What comes after Second Life?
CEO Sam Palmisano took to the popular virtual world Second Life to announce a $100 million spending plan on virtual worlds for real-world business problems, what’s comes next?
Plenty, IBM officials told internetnews.com. IBM is funding development of simplified business engines to help small businesses tap into Web 2.0, and real-time translation services. One of the projects is called “Digital Me” to create a secure, user-friendly device to help people store their personal content. Another is branchless banking for the masses to help financial institutions provide basic banking services to remote or inaccessible populations in fast-growing emerging markets.
There is one looking at an integrated mass transit information system; an environmental unit focused on advanced water modeling, water filtration via nanotechnology and efficient solar power systems.
The new business ideas are the product of a collaborative effort among IBM employees and select partners and customers to determine new directions that could drive both significant business growth and improvements to human health, the environment and other global concerns.
The ideas, the product of a company-wide collaboration called Innovation Jam, helped fuel new ideas but also helped validate some things the company was already doing, said Jurij Paraszczak, IBM’s director of industry solutions and venture capital group relations manager.
IBM expects to generate almost immediate returns from some of the ideas, but recognizes that others will take longer to mature into viable business models.
“We expect that for most of these, there will be a very good return, indeed.
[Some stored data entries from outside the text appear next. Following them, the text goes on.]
PR #7226, opened 2023-12-30
layers: Add misc AccelerationStructure VUs

spencer-lunarg:
adds

- `VUID-vkCopyMemoryToAccelerationStructureKHR-pInfo-03750`
- `VUID-vkCmdBuildAccelerationStructuresIndirectKHR-pIndirectStrides-03787`

### DIFF
--- a/tests/unit/ray_tracing.cpp
+++ b/tests/unit/ray_tracing.cpp
@@ -17,6 +17,7 @@
 #include "../framework/descriptor_helper.h"
 #include "../framework/shader_helper.h"
 #include "../layers/utils/vk_layer_utils.h"
+#include <cstdlib>
 
 void RayTracingTest::OOBRayTracingShadersTestBody(bool gpu_assisted) {
     SetTargetApiVersion(VK_API_VERSION_1_1);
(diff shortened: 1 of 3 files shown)


tests/unit/ray_tracing.cpp
```diff
@@ -1768,6 +1769,32 @@ TEST_F(NegativeRayTracing, WriteAccelerationStructureMemory) {
...
+    info.src = output_data;
+    info.mode = VK_COPY_ACCELERATION_STRUCTURE_MODE_DESERIALIZE_KHR;
+
+    m_errorMonitor->SetDesiredFailureMsg(kErrorBit, "VUID-vkCopyMemoryToAccelerationStructureKHR-pInfo-03750");
+    vk::CopyMemoryToAccelerationStructureKHR(device(), VK_NULL_HANDLE, &info);
+    m_errorMonitor->VerifyFound();
+}
+
+// Because of aligned_alloc
+#if defined(__linux__) && !defined(__ANDROID__)
```
spencer-lunarg, line 1797: we have this issue in the `ExternalMemorySync` tests too... we need some simple/cross-platform way to align these allocations, for now testing on Linux is sufficient, someone on Windows will need to test removing this

arno-lunarg: Can't you simply align the address returned by malloc in this case?

tests/unit/ray_tracing.cpp
```diff
@@ -2340,10 +2369,42 @@ TEST_F(NegativeRayTracing, IndirectCmdBuildAccelerationStructuresKHR) {
...
+
+    auto build_geometry_info = vkt::as::blueprint::BuildGeometryInfoSimpleOnDeviceBottomLevel(*m_device);
+    const auto &geometries = build_geometry_info.GetGeometries()[0].GetVkObj();
+    std::vector<const VkAccelerationStructureGeometryKHR *> pGeometries = {&geometries};
+
+    auto build_info = build_geometry_info.GetInfo();
+    build_info.geometryCount = 1;
+    build_info.ppGeometries = pGeometries.data();
+
+    VkDeviceAddress indirect_device_addresses{};
```
arno-lunarg, line 2399: I was expecting
> VUID-vkCmdBuildAccelerationStructuresIndirectKHR-pIndirectDeviceAddresses-parameter
pIndirectDeviceAddresses must be a valid pointer to an array of infoCount [VkDeviceAddress](https://registry.khronos.org/vulkan/specs/1.3-extensions/man/html/VkDeviceAddress.html) values

To fire because of the null address?

Looking at what I did, actually this is also probably why the positive indirect test is crashing

tests/unit/ray_tracing.cpp
```diff
@@ -2340,10 +2369,42 @@ TEST_F(NegativeRayTracing, IndirectCmdBuildAccelerationStructuresKHR) {
...
+
+    m_commandBuffer->begin();
     m_errorMonitor->SetDesiredFailureMsg(kErrorBit,
                                          "VUID-vkCmdBuildAccelerationStructuresIndirectKHR-dstAccelerationStructure-03800");
     build_info_null_dst.BuildCmdBufferIndirect(*m_device, m_commandBuffer->handle());
     m_errorMonitor->VerifyFound();
+    m_commandBuffer->end();
+}
+
+TEST_F(NegativeRayTracing, IndirectStridesMultiple) {
```
arno-lunarg, line 2381: Not super happy about you copy pasting the internals of ray_tracing_objects here... I'd rather just add a method to set the indirect stride.
One more reason for doing this is that now, when I fix the positive tests by modifying those internals, I have to go here again to also fix it

spencer-lunarg:
closing for https://github.com/KhronosGroup/Vulkan-ValidationLayers/pull/7324

PR #7232, opened 2024-01-02
layers: Add 03770

arno-lunarg:


layers/core_checks/cc_ray_tracing.cpp
```diff
@@ -530,25 +531,44 @@ bool CoreChecks::ValidateAccelerationBuffers(uint32_t info_index, const VkAccele
...
             switch (geom_data.geometryType) {
                 case VK_GEOMETRY_TYPE_TRIANGLES_KHR:  // == VK_GEOMETRY_TYPE_TRIANGLES_NV
-                    skip |= buffer_check(geom_index, geom_data.geometry.triangles.vertexData,
-                                         geom_loc.dot(Field::geometry).dot(Field::triangles).dot(Field::vertexData));
-                    skip |= buffer_check(geom_index, geom_data.geometry.triangles.indexData,
-                                         geom_loc.dot(Field::geometry).dot(Field::triangles).dot(Field::indexData));
-                    skip |= buffer_check(geom_index, geom_data.geometry.triangles.transformData,
-                                         geom_loc.dot(Field::geometry).dot(Field::triangles).dot(Field::transformData));
+                {
+                    skip |= buffer_check(geom_i, geom_data.geometry.triangles.vertexData,
```
spencer-lunarg, line 541: since we already have `geom_loc` and this currently has to re-build the Location object 3 times to call down

```suggestion
                    const Location triangles_loc = geom_loc.dot(Field::triangles);
                    skip |= buffer_check(geom_i, geom_data.geometry.triangles.vertexData, triangles_loc.dot(Field::vertexData)
```

layers/state_tracker/state_tracker.cpp
```diff
@@ -2417,8 +2421,8 @@ void ValidationStateTracker::PostCallRecordCmdBuildAccelerationStructuresKHR(
         return;
     }
     cb_state->RecordCmd(record_obj.location.function);
-    for (uint32_t i = 0; i < infoCount; i++) {
-        RecordDeviceAccelerationStructureBuildInfo(*cb_state, pInfos[i]);
+    for (const auto [i, info] : vvl::enumerate(pInfos, infoCount)) {
```
spencer-lunarg, line 2424: this case of `vvl::enumerate` feel strange because `infoCount` controls both `pInfos` and `ppBuildRangeInfos` and to only have one object enumerated seems off (because how do you decide which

In some cases it could be better than ten to one,” he told internetnews.com.
Paraszczak said the $100 million investment, to be divided about evenly between the 10 new businesses, will be spent over two years.
And don’t forget, he added, that it took the business community a good five years to figure out how to create solid businesses off the Internet.
“It was a new opportunity to create new business for IBM and a way to refocus our efforts into areas we may not have launched into immediately by ourselves,” he said.
For instance, without the stimulus from Innovation Jam, he said, “we may not have taken the initiative to say, what can we do with photo-voltronics and improving the optimization of the power supply.”
He said that contributors were adamant about creating businesses that “are about what needs to happen in the world, not just for IT, but for healthy living or a healthy planet.”
He does think some new businesses could generate quick results: a smart healthcare payment system that overhauls healthcare payment and management systems through the use of small personal devices; an electronic health record system that supports the automatic updating of and pervasive access to personal healthcare records and the integration of patient data with global payer/provider transaction systems; and intelligent utility networks, which will lower power consumption in the world’s power grids by building in “intelligence” in the form of real-time monitoring, control, analysis, simulation and optimization.
Virtual worlds can “provide capabilities we don’t have in real life that can be used in the context of others’ capabilities that don’t exist in real life either.”
He said IBM doesn’t expect this idea to generate any real business in the short term. “We’ve got the technology team in place, but nobody is responsible for bringing that out to market yet because we’ve got more work to do.”